HOW TO COMPLETE THIS TASK:
Go through the data below line by line. Give only the number of lines that contain "author".

*** INPUT FOR THIS TASK ***

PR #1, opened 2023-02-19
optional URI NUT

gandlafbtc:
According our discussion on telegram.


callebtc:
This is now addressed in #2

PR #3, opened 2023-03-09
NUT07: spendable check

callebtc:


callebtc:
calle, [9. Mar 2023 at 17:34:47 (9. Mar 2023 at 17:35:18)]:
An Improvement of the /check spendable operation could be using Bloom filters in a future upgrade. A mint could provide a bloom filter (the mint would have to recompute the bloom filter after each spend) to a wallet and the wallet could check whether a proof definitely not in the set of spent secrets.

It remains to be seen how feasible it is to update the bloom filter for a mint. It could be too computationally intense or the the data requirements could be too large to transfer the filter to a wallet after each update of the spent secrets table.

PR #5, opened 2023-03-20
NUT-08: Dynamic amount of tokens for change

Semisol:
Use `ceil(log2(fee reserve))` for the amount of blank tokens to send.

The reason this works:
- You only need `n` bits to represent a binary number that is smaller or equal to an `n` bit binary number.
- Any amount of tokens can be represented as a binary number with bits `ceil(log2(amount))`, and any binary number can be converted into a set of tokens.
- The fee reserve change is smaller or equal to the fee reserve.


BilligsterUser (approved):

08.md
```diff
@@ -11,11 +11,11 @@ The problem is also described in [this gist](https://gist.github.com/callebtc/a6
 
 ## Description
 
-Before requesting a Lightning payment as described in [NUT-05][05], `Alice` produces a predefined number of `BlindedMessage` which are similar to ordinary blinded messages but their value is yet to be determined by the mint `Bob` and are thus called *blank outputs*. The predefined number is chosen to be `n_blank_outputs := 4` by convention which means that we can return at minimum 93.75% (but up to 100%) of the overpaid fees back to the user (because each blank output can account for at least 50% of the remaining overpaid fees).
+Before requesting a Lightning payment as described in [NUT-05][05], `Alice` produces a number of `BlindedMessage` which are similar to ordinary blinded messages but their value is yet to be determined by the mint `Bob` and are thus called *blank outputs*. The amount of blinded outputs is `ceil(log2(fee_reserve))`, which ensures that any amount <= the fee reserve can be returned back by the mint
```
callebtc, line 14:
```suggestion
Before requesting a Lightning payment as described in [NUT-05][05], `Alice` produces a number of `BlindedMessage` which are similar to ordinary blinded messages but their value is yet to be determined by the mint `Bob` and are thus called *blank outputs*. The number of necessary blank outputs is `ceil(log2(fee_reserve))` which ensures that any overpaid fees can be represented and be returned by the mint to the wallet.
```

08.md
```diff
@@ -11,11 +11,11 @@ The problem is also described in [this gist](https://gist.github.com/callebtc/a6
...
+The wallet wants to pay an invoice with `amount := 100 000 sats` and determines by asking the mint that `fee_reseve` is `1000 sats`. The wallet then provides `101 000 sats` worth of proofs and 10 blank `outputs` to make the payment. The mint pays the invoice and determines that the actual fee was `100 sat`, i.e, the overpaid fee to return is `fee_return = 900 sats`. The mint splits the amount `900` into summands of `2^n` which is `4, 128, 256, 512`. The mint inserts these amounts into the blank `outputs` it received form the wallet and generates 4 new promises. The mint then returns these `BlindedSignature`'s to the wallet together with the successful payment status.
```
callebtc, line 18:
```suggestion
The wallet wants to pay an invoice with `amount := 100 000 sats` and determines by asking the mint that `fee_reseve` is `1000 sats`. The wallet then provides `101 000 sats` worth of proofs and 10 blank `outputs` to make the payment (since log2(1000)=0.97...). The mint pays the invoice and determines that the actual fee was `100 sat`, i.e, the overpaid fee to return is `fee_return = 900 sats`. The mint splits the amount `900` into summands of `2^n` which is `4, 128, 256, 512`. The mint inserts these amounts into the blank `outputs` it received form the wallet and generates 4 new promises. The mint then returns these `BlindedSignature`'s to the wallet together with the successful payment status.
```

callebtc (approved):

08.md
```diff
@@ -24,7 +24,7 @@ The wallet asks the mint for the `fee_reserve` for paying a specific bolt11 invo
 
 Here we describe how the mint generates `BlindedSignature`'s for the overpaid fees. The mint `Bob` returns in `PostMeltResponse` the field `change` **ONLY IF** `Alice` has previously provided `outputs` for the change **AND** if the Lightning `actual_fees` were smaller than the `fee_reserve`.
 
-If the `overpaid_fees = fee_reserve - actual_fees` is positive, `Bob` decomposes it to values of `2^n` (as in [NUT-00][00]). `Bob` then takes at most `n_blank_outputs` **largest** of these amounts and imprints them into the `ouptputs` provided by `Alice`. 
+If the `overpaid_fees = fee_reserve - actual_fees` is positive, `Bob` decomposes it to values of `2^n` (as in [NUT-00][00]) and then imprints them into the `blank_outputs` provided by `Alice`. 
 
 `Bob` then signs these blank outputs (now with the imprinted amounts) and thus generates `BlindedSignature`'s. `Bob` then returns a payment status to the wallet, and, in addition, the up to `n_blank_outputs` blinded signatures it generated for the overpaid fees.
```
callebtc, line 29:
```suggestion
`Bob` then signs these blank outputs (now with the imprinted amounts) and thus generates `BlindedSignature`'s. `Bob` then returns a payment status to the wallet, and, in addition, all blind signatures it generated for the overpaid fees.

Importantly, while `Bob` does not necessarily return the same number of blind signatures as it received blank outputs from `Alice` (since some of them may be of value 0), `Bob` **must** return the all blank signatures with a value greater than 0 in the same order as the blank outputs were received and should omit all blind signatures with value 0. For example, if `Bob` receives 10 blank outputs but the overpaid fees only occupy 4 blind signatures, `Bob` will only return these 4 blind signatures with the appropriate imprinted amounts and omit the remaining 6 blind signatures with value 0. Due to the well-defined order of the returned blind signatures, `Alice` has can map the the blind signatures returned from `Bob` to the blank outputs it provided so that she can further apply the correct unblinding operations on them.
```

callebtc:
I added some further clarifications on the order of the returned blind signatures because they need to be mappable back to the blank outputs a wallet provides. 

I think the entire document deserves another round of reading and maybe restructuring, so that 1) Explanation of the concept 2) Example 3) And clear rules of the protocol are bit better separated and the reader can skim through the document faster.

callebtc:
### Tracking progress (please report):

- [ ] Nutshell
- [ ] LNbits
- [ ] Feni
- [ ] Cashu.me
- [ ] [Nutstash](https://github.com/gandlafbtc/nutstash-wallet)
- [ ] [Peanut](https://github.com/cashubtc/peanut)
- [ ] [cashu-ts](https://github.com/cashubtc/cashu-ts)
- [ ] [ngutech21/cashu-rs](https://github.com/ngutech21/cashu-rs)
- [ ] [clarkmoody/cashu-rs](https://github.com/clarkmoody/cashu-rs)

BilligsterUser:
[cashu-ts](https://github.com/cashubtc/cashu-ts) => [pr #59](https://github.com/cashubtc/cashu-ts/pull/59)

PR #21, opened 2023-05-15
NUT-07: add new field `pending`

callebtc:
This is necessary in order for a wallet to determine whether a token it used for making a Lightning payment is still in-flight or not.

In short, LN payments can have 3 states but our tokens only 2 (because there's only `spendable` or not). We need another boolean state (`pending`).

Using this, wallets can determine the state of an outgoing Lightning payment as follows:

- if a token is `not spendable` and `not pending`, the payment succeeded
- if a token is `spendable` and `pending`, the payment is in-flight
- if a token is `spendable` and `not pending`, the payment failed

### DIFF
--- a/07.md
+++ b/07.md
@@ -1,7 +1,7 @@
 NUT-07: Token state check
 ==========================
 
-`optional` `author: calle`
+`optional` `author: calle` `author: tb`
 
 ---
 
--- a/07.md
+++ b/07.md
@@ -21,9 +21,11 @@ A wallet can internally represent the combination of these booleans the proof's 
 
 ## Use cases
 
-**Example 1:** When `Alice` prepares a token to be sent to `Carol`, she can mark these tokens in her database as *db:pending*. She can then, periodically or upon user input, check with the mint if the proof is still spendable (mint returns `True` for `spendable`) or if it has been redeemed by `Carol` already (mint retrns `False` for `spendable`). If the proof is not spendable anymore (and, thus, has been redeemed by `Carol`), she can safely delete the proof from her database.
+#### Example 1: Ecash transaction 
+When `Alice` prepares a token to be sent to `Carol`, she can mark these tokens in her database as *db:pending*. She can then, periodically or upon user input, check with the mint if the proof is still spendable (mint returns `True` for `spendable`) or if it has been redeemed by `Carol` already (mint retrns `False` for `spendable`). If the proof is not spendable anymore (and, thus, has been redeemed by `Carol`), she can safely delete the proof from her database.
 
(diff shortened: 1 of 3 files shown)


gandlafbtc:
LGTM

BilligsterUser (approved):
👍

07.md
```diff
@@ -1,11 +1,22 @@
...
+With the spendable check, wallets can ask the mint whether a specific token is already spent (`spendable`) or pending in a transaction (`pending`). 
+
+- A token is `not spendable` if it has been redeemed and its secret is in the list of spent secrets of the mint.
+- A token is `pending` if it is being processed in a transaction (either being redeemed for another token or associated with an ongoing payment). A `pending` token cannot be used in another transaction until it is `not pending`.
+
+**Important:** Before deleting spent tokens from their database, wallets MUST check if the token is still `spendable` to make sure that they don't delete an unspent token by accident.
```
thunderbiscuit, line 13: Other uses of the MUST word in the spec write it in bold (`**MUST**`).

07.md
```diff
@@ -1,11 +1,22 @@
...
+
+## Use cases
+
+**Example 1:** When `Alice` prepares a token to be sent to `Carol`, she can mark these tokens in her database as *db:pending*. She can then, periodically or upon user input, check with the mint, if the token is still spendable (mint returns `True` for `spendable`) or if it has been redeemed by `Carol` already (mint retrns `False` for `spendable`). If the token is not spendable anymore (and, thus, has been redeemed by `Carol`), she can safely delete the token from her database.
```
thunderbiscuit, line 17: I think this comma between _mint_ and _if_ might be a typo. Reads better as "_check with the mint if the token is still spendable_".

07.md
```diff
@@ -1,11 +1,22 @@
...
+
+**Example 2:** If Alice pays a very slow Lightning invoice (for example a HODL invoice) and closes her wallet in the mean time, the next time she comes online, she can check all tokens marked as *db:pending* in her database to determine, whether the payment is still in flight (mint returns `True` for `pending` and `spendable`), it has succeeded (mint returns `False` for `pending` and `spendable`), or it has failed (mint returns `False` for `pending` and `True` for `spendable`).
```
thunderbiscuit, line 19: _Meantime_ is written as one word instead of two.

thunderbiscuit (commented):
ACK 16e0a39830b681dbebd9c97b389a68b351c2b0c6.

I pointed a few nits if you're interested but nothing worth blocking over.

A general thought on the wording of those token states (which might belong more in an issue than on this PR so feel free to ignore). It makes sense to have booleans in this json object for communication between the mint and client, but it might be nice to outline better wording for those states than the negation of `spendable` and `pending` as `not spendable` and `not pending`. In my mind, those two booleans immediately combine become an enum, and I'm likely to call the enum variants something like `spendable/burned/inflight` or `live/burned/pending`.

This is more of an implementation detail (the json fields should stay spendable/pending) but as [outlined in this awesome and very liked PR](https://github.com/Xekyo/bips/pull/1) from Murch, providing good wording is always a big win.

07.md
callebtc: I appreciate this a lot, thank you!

*** End of INPUT FOR THIS TASK ***

SOLUTION:
2